Geometric Generalizations of the Power of Two Choices
MICHAEL MITZENMACHER
(Joint work with John Byers and Jeffery Considine.)
A well-known paradigm for load balancing in distributed systems is the
``power of two choices,'' whereby an item is stored at the less loaded
of two (or more) random alternative servers. We investigate the power
of two choices in natural settings for distributed computing where
items and servers reside in a geometric space and each item is
associated with the server that is its nearest neighbor. This is in
fact the backdrop for distributed hash tables such as Chord, where the
geometric space is determined by clockwise distance on a
one-dimensional ring. Theoretically, we consider the following load
balancing problem. Suppose that servers are initially hashed
uniformly at random to points in the space. Sequentially, each item
then considers $d$ candidate insertion points also chosen uniformly at
random from the space, and selects the insertion point whose
associated server has the least load.
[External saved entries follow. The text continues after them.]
PR #36, opened 2022-10-17
Restore original API for HashSign / HashVerify

derekparker:


dbenoit17 (approved):
LGTM

https://github.com/golang-fips/release/actions/runs/3273763766/jobs/5386400769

For the one-dimensional ring,
and for Euclidean distance on the two-dimensional torus, we
demonstrate that when $n$ data items are hashed to $n$ servers, the
maximum load at any server is $\log \log n/ \log d + O(1)$ with high
probability. While our results match the well-known bounds in the
standard setting in which each server is selected equiprobably, our
applications do not have this feature, since the sizes of the
nearest-neighbor regions around servers are non-uniform. Therefore,
the novelty in our methods lies in developing appropriate tail bounds
on the distribution of nearest-neighbor region sizes and in adapting
previous arguments to this more general setting.